An Elementary Treatise on Optics/Chapter 12

119.Let ${\displaystyle ABC}$ (Fig. 132.) represent a straight line or rod sunk in water up to ${\displaystyle B}$. The rays of light proceeding from any point ${\displaystyle C}$ in the water will be refracted so as to proceed apparently from a point ${\displaystyle C',}$ which, by referring to Chap. vii., we find is higher than ${\displaystyle C}$ by one-fourth of its depth, (supposing ${\displaystyle m}$ to be 3/4 for water).

The consequence of this is, that the visible appearance of the rod is such as is represented by the broken line ${\displaystyle ABC',}$ the tangent of the apparent angle of inclination to the surface (${\displaystyle C'BD}$) being three-fourths of that of the real angle ${\displaystyle CBD}$.

120.Let us now examine the images produced by curved refracting surfaces.

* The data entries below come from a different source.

PR #7328, opened 2022-09-30
fix(samples): Fix Video Stitcher region tag prefix

irataxy:
b:249884966

### DIFF
--- a/media/stitcher/src/main/java/com/example/stitcher/CreateCdnKey.java
+++ b/media/stitcher/src/main/java/com/example/stitcher/CreateCdnKey.java
@@ -16,7 +16,7 @@
 
 package com.example.stitcher;
 
-// [START video_stitcher_create_cdn_key]
+// [START videostitcher_create_cdn_key]
 
 import com.google.cloud.video.stitcher.v1.AkamaiCdnKey;
 import com.google.cloud.video.stitcher.v1.CdnKey;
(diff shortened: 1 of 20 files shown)


alicejli (commented):
Hi! Thanks for putting this together - I'm actually working on similar fixes for the autogenerated snippet region tags (https://github.com/googleapis/gapic-generator-java/pull/1047).

Since these samples are the handwritten ones instead of the autogenerated ones, I'm not sure if you need to follow the same convention. 

Here is the canonical C# example that my PR is aiming to follow: **https://github.com/googleapis/google-cloud-dotnet/blob/main/apis/Google.Cloud.Video.Stitcher.V1/Google.Cloud.Video.Stitcher.V1.GeneratedSnippets/VideoStitcherServiceClient.CreateCdnKeyAsyncSnippet.g.cs**

Would you mind double-checking with the devrel team if your region tag is fine as-is, or if the latter part should capitalized in upperCamelCase?

I also plan to enable my autogenerated snippets for all repos at some point; not sure why videostitcher was excluded (if the Video Stitcher team would rather keep these handwritten samples and not get autogenerated ones, that's fine) in the first place.

irataxy:
@alicejli The region tags for these handwritten samples conform to the canonical DLP example per go/cloud-java-samples. These region tags are the same for all handwritten samples (includes multiple programming languages) for this library.

I think it is fine to include both handwritten samples and autogenerated ones in the repo.

alicejli (approved):
Understood, thank you for clarifying. Thank you for your work on this!

PR #7339, opened 2022-10-12
test: Temporarily ignore flaky Spanner test

kweinmeister:
#6831 has been open since Feb 26. It is a major source of build flakiness. It is also blocking important updates such as #6966, which updates the core library BOM across 46 samples.

This change is intended to restore build health while #6831 is open. That fix needs to include removing the `@Ignore` annotation added here.


Sita04 (approved):
LGTM. @kurtisvg PTAL.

It will be quite sufficient in a practical point of view to take the cases of the double-concave and convex-lenses.

In these we find that when a pencil of rays is incident either along the axis or in a direction little inclined to it, the focal distance is given by the equation

${\displaystyle {\frac {1}{\Delta '}}={\frac {1}{F}}+{\frac {1}{\Delta }}.}$

From which we may conclude, that if ${\displaystyle \Delta }$ be constant, ${\displaystyle \Delta '}$ will be so; that is, if the object be a portion of a spherical surface, (Fig. 133.) having for its centre that of the lens, the image will be a similar portion of a sphere, the radius of which will be ${\displaystyle \Delta '}$ as that of the object is ${\displaystyle \Delta }$.

121.It the object be a straight line, it will be found that the case is precisely analogous to that in Chap. vi., substituting the center ​of the lens for that of the reflecting surface; the image is as there a portion of a conic section, the latus rectum of which is the principal focal length of the lens. The curvature of the image is the same for all distances.

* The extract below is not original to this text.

PR #7353, opened 2022-10-20
test: address "functions in use" build failures

### LINKED ISSUE #7351: Flaky GCF tests due to functions still running
The [build](https://source.cloud.google.com/results/invocations/486c6b48-2667-4910-b3a2-9dcb4354f111/targets/cloud-devrel%2Fjava%2Fjava-docs-samples%2Fjava11%2Fperiodic/log) occasionally has these errors:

The reader will have no difficulty in collecting from this that the image of the Sun given by a lens is a small portion of a spherical surface, the middle of which is at the principal focus of the lens.

It will moreover be easily seen (Fig. 134 and 135.) that a double-concave lens gives an erect image, a double-convex generally an inverted one. I say generally, because when the object is nearer the lens than the principal focus, (Fig. 136.) the image is beyond it on the same side, and therefore erect.

With the exception of this last case, the image given by a convex-lens is a real one, that by a concave-lens is always imaginary.

Note. In all images produced by reflexion or refraction at spherical surfaces, there is in practice necessarily some little indistinctness arising from the aberration of the rays distant from the axis. In consequence of this, instead of single points or foci we find small circular spots with bright edges and centres which intersect and confuse each other as represented on an exaggerated scale in Fig. 137.